Problem
Within this material, how many lines include the word "console"? Answer with a number and nothing more.

Given data
• • •
Issue #424, opened 2019-07-03
keep list of user's favorite keyboards in local storage and filter UI


yanfali:
Users would be able to pick which keyboards they prefer to see in their drop down, and toggle this on and off. Maybe have a :heart: icon which a user would click to add it to list and a :filter: icon to toggle the feature on and off.

Because all data is stored in the browser and never sent anywhere else this should not contravene GDPR because there is no PII (Personally Identifiable Information) beyond a simple list of keyboards in local storage, and possibly the layout.

zekth:
This may be done after the refactor involved by https://github.com/qmk/qmk_configurator/issues/415 ?

yanfali:
That's probably a good idea.

Issue #415, opened 2019-06-21
load from URL parameter


yanfali:
Now we have cloud loading from @zekth add URL parameter so people can send each other links pointing to keymaps

Issue #414, opened 2019-06-21
[chore] refactor startup ordering


yanfali:
Right now the logic for startup is spread out across a bunch of different components.
There are at least 2 aspects:

mounted - when the page initially loads - parsing URL parameters
watch - when someone actively changes a URL

components are doing this in multiple places.

TODO: move responsibility into App.vue/Main.vue and use properties on components to update behavior. Having this logic distributed is not maintainable.

zekth:
Totally agree with this. App statement as to be handled in the APP and not throught all the components.

PR #465, opened 2019-08-10
Refactor app loading / Favorite keyboard

zekth:
So i've tackled a refactoring of the loading of the state. Also added the favorite keyboard feature and started the bootstrap to load from URL.

Capture d’écran 2019-08-10 à 22 31 00

closes: https://github.com/qmk/qmk_configurator/issues/414
closes: https://github.com/qmk/qmk_configurator/issues/424

Will help for this:
closes: https://github.com/qmk/qmk_configurator/issues/415

### DIFF
--- a/src/components/ControllerTop.vue
+++ b/src/components/ControllerTop.vue
@@ -9,7 +9,9 @@
         >
           <font-awesome-icon icon="star" size="lg" fixed-width />
         </a>
-        <label class="drop-label" id="drop-label-keyboard">{{ $t('message.keyboard.label') }}:</label>
+        <label class="drop-label" id="drop-label-keyboard"
+          >{{ $t('message.keyboard.label') }}:</label
+        >
         <v-select
           @search:focus="opened"
           @search:blur="blur"
@@ -25,7 +27,8 @@
           class="drop-label"
           :class="fontAdjustClasses"
           :title="$t('message.keymapName.label')"
-        >{{ $t('message.keymapName.label') }}:</label>
+          >{{ $t('message.keymapName.label') }}:</label
+        >
         <input
           id="keymap-name"
           type="text"
@@ -41,22 +44,29 @@
           id="load-default"
           :title="$t('message.loadDefault.title')"
           @click="loadDefault"
-        >{{ $t('message.loadDefault.label') }}</button>
+        >
+          {{ $t('message.loadDefault.label') }}
+        </button>
         <button
           id="compile"
           :title="$t('message.compile.title')"
           v-bind:disabled="compileDisabled"
           @click="compile"
-        >{{ $t('message.compile.label') }}</button>
+        >
+          {{ $t('message.compile.label') }}
+        </button>
       </div>
       <div class="topctrl-layouts">
-        <label class="drop-label" id="drop-label-version">{{ $t('message.layout.label') }}:</label>
+        <label class="drop-label" id="drop-label-version"
+          >{{ $t('message.layout.label') }}:</label
+        >
         <select id="layout" v-model="layout">
           <option
             v-for="(aLayout, layoutName) in layouts"
             :key="layoutName"
             v-bind:value="layoutName"
-          >{{ layoutName }}</option>
+            >{{ layoutName }}</option
+          >
         </select>
       </div>
     </div>
--- a/src/components/ControllerTop.vue
+++ b/src/components/ControllerTop.vue
@@ -81,14 +81,11 @@ import first from 'lodash/first';
 import isUndefined from 'lodash/isUndefined';
 import isString from 'lodash/isString';
 
-import axios from 'axios';
 import { PREVIEW_LABEL } from '@/store/modules/constants';
 
 import {
   statusError,
   load_converted_keymap,
-  // render_layout,
-  // getExclusionList,
   compileLayout,
   disableOtherButtons
 } from '@/jquery';
@@ -204,7 +201,7 @@ export default {
       'startListening',
       'previewRequested'
     ]),
-    ...mapActions('app', ['fetchKeyboards']),
+    ...mapActions('app', ['fetchKeyboards', 'loadDefaultKeymap']),
     /**
      * loadDefault keymap. Attempts to load the keymap data from
      * a predefined known file path.
@@ -217,13 +214,11 @@ export default {
           return false;
         }
       }
-      let keyboardName = this.keyboard.replace(/\//g, '_');
-      let store = this.$store;
-      // TODO move this to store
-      axios
-        .get(`keymaps/${keyboardName}_default.json`)
-        .then(({ data, status }) => {
-          if (status === 200) {
+      const keyboardName = this.keyboard.replace(/\//g, '_');
+      const store = this.$store;
+      this.loadDefaultKeymap(keyboardName)
+        .then(data => {
+          if (data) {
             console.log(data);
             this.updateLayout(data.layout);
             let promise = new Promise(resolve =>
@@ -333,7 +328,7 @@ export default {
      * @return {undefined}
      */
     updateLayout(e) {
-      let newLayout = e.target ? e.target.value : e;
+      const newLayout = e.target ? e.target.value : e;
       this.setLayout(newLayout);
       this.$router.replace({ path: `/${this.keyboard}/${this.layout}` });
     },
--- a/src/components/ControllerTop.vue
+++ b/src/components/ControllerTop.vue
@@ -293,7 +293,7 @@ export default {
         keyboardP !== '' &&
         keyboardP !== PREVIEW_LABEL
       ) {
-        // if someone loads a specific keyboard log it
+        // if someone loads a specific keyboard load it
         _keyboard = keyboardP;
         this.firstRun = false;
       }
--- a/src/components/ControllerTop.vue
+++ b/src/components/ControllerTop.vue
@@ -2,7 +2,14 @@
   <div id="controller-top">
     <div class="topctrl">
       <div class="topctrl-keyboards">
-        <label class="drop-label">{{ $t('message.keyboard.label') }}:</label>
+        <a
+          id="favorite-keyboard"
+          v-on:click="favKeyboard"
+          v-bind:class="{ active: keyboard === favoriteKeyboard }"
+        >
+          <font-awesome-icon icon="star" size="lg" fixed-width />
+        </a>
+        <label class="drop-label" id="drop-label-keyboard">{{ $t('message.keyboard.label') }}:</label>
         <v-select
           @search:focus="opened"
           @search:blur="blur"
@@ -18,8 +25,7 @@
           class="drop-label"
           :class="fontAdjustClasses"
           :title="$t('message.keymapName.label')"
-          >{{ $t('message.keymapName.label') }}:</label
-        >
+        >{{ $t('message.keymapName.label') }}:</label>
         <input
           id="keymap-name"
           type="text"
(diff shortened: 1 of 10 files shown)


src/store/modules/app.js
```diff
@@ -161,6 +187,15 @@ const actions = {
...
     }
     commit('setDarkmode', darkStatus);
+  },
+  loadApplicationState({ dispatch }) {
+    dispatch('toggleDarkMode', true);
+    dispatch('loadFavoriteKeyboard');
+  },
+  loadFavoriteKeyboard({ state, commit }) {
+    if (state.favoriteKeyboard) {
+      commit('setKeyboard', state.favoriteKeyboard);
```
yanfali: we should probably check if this is a valid keyboard and if not, delete it

zekth: Valid keyboards means it is present in state.keyboards array?

yanfali: yeah, basically don't favorite something until after we have the full list of keyboards.

zekth:
ready to review @yanfali

zekth:
Regarding the e2e it's normal that it does not work because the API is not reachable by the travis CI.
Due to this change:
https://github.com/qmk/qmk_configurator/pull/465/files#diff-872d8e0270fe83b7bae281972a9c2a5dR4

The e2e are not working because the keyboards cannot be fetch. Before it was the same case but the UI was rendered empty. So i'm not really sure about the consistency of the e2e tests.

zekth:
Also might be cool to move to https://github.com/cypress-io/cypress

zekth:
As discussed with @yanfali , i've disabled the e2e tests

src/components/ControllerTop.vue
```diff
@@ -2,7 +2,18 @@
   <div id="controller-top">
     <div class="topctrl">
       <div class="topctrl-keyboards">
-        <label class="drop-label">{{ $t('message.keyboard.label') }}:</label>
+        <a
+          id="favorite-keyboard"
+          v-on:click="favKeyboard"
+          v-bind:class="{
+            active: keyboard === configuratorSettings.favoriteKeyboard
```
yanfali: let's use the same style as rest of code and turn this into a computed property

src/components/ControllerTop.vue
```diff
@@ -231,51 +246,60 @@ export default {
...
+      // if (this.$route.query.url) {
+      // }
+
+      let { keyboardP, layoutP } = this.$route.params;
+      if (
+        isString(keyboardP) &&
+        keyboardP !== '' &&
+        keyboardP !== PREVIEW_LABEL
+      ) {
+        // if someone loads a specific keyboard log it
```
yanfali:
```suggestion
        // if someone loads a specific keyboard load it
```

src/components/ControllerTop.vue
```diff
@@ -387,16 +418,27 @@ export default {
     };
   },
   mounted() {
-    this.fetchKeyboards().then(() => {
+    console.info('mounted start');
+    this.initializeKeyboards().then(() => {
```
yanfali: hmm, I wonder if we can't set this from props into the component from App.vue

src/components/SettingsPanel.vue
```diff
@@ -90,7 +90,7 @@ export default {
   components: { ToggleButton },
   computed: {
     ...mapState('keymap', ['continuousInput', 'displaySizes']),
-    ...mapState('app', ['tutorialEnabled', 'darkmodeEnabled'])
+    ...mapState('app', ['tutorialEnabled', 'configuratorSettings'])
```
yanfali: this would be a good use of a getter, since you could hide the implementation details

src/store/localStorage.js
```diff
@@ -0,0 +1,30 @@
+const CONSTS = {
+  configuratorSettings: 'configuratorSettings',
+  configuratorSettingsVersion: 1
+};
+
```
yanfali: I like how super generic this is, but I'm wondering if we should just have wrapped versions of this that we invoke from the users that remove some of the boiler plate

src/store/modules/app.js
```diff
@@ -73,6 +84,46 @@ const getters = {
 };
 
 const actions = {
+  checkValidKeymap(_, keymap) {
+    if (
```
yanfali: you can make this simpler, just return the entire thing without the true false

src/store/modules/app.js
```diff
@@ -73,6 +84,46 @@ const getters = {
...
+      isUndefined(keymap.keyboard) ||
+      isUndefined(keymap.keymap) ||
+      isUndefined(keymap.layout) ||
+      isUndefined(keymap.layers)
+    ) {
+      return false;
+    }
+    return true;
+  },
+  validateKeyboard({ state }, keyboard) {
```
yanfali: why is this an action?

zekth: getter is a property, action is a function. This does the validation, if the keyboard is in the availables keyboards.

src/store/modules/app.js
```diff
@@ -73,6 +84,46 @@ const getters = {
...
+      commit(
+        'setKeyboards',
+        r.data.filter(keeb => {
+          return isUndefined(exclude[keeb]);
+        })
+      );
+    }
+  },
+  loadDefaultKeymap(_, keyboardName) {
+    return axios.get(`keymaps/${keyboardName}_default.json`).then(r => {
```
yanfali: since you used async style above, I'm ok with that for this too

src/store/modules/app.js
```diff
@@ -73,6 +84,46 @@ const getters = {
...
+    const r = await axios.get(backend_keyboards_url);
+    if (r.status === 200) {
+      const exclude = getExclusionList();
+      commit(
+        'setKeyboards',
+        r.data.filter(keeb => {
+          return isUndefined(exclude[keeb]);
+        })
+      );
+    }
```
yanfali: you should return r

src/store/modules/app.js
zekth: Like a one liner? not really a fan personnaly as there is several conditions. I think it's more readable like this.

src/store/modules/app.js
```diff
@@ -148,20 +199,57 @@ const actions = {
...
-  toggleDarkMode({ commit, state }, init) {
-    let darkStatus = state.darkmodeEnabled;
+  toggleDarkMode({ commit, state, dispatch }, init) {
+    let darkStatus = state.configuratorSettings.darkmodeEnabled;
     if (!init) {
       darkStatus = !darkStatus;
     }
     if (darkStatus) {
-      localStorageSet('darkmode', '1');
       document.getElementsByTagName('html')[0].dataset.theme = 'dark';
```
yanfali: I really don't like this, I'm wondering if we should just create a minimal component and move the dom manipulation in there controlled by a state value

src/store/localStorage.js
zekth: mmmm Yeah we might have a factory for the localstorage configuration objects. Which will parse it and make it usable with the current version of the configurator.

src/components/SettingsPanel.vue
zekth: As the property is directly accessed and not mutated getter is not mandatory IMO. But really depends on the way you want to get the infos from the config. We can do both yes.

src/store/modules/app.js
```diff
@@ -148,20 +199,57 @@ const actions = {
...
     } else {
-      localStorageSet('darkmode', '0');
       document.getElementsByTagName('html')[0].dataset.theme = '';
     }
     commit('setDarkmode', darkStatus);
+    dispatch('saveConfiguratorSettings');
```
yanfali: probably need to return to make sure promises work correctly

src/store/modules/app.js
```diff
@@ -148,20 +199,57 @@ const actions = {
...
+  },
+  setFavoriteKeyboard({ commit, dispatch }, keyboard) {
+    commit('setFavoriteKeyboard', keyboard);
+    dispatch('saveConfiguratorSettings');
```
yanfali: return?

src/components/ControllerTop.vue
zekth: MMM both way works in fact. Props may be more "component" way yes.

src/store/modules/app.js
```diff
@@ -148,20 +199,57 @@ const actions = {
...
+  },
+  async loadApplicationState({ commit, dispatch }) {
+    console.log('loadApplicationState Start');
+    await dispatch('fetchKeyboards');
+    await dispatch('loadFavoriteKeyboard');
+    dispatch('toggleDarkMode', true);
+    console.log('loadApplicationState End');
+    commit('setAppInitialized', true);
```
yanfali: do we need a try catch and a return ?

src/store/modules/app.js
```diff
@@ -148,20 +199,57 @@ const actions = {
...
+  },
+  async loadFavoriteKeyboard({ dispatch, state, commit }) {
+    if (state.configuratorSettings.favoriteKeyboard) {
+      if (
+        await dispatch(
+          'validateKeyboard',
```
yanfali: ok, I see why you need this to be an action.

src/store/modules/app.js
zekth: i don't agree with it, because when you call fetchKeyboards you don't want to deal with the HTTP response, just the data. Also this is just a void.

src/store/modules/app.js
zekth: In a further PR yes.

src/store/modules/app.js
zekth: Will do.

src/store/modules/app.js
```diff
@@ -148,20 +199,57 @@ const actions = {
...
+          state.configuratorSettings.favoriteKeyboard
+        )
+      ) {
+        console.info(
+          `setKeyboard ${state.configuratorSettings.favoriteKeyboard}`
+        );
+        commit('setKeyboard', state.configuratorSettings.favoriteKeyboard);
+      } else {
+        console.info('erase wrong keyboard');
```
yanfali:
```suggestion
        console.info('Invalid keyboard favorited. Removing setting from local storage');
```

src/store/modules/app.js
```diff
@@ -267,6 +358,9 @@ const mutations = {
     }
     return {};
   },
+  setAppInitialized(state, status) {
+    state.appInitialized = status;
```
yanfali: in the normal case we should never need to toggle this. Maybe just remove status and set it to true

src/store/modules/app.js
```diff
@@ -316,7 +410,7 @@ const mutations = {
     state.tutorialEnabled = !state.tutorialEnabled;
   },
   setDarkmode(state, enabled) {
-    state.darkmodeEnabled = enabled;
+    state.configuratorSettings.darkmodeEnabled = enabled;
```
yanfali: configurator settings is starting to smell, I wonder if it just needs to be it's own module

src/store/modules/app.js
zekth: try catch would be overkill here as it's already catch in nested functions. What do you want to return? It's a void.

src/store/modules/app.js
zekth: no. This is due to this: https://github.com/qmk/qmk_configurator/pull/465/files/f6ff2859823fb65a818063a2b232bf4bf25dabba#diff-872d8e0270fe83b7bae281972a9c2a5dR4

but if we mode the keyboards to props, this state is no more revelant

zekth:
I made the changes we discussed. All other changes may move in other PRs unless this PR will be too big.

src/store/modules/app.js
yanfali: I still think returning the dispatch would be better from a chaining point of view, but this is fine.

src/store/modules/app.js
```diff
@@ -73,6 +89,41 @@ const getters = {
 };
 
 const actions = {
+  checkValidKeymap(_, keymap) {
+    if (
```
yanfali: Seems about the same, with less boilerplate.

```suggestion
    return isUndefined(keymap.keyboard) || isUndefined(keymap.keymap)  || isUndefined(keymap.layout) || isUndefined(keymap.layers);
```

src/store/modules/app.js
yanfali: probably not explaining myself well, but when do we ever set `appInitialized = false`?

src/store/modules/app.js
```diff
@@ -73,6 +89,33 @@ const getters = {
 };
 
 const actions = {
+  checkValidKeymap(_, keymap) {
```
yanfali: TODO figure out what the _ is for

zekth: the object passed with `{state, commit ... }` . So as a convention, because we are not using it, i've put `_`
• • •
Problem solution
7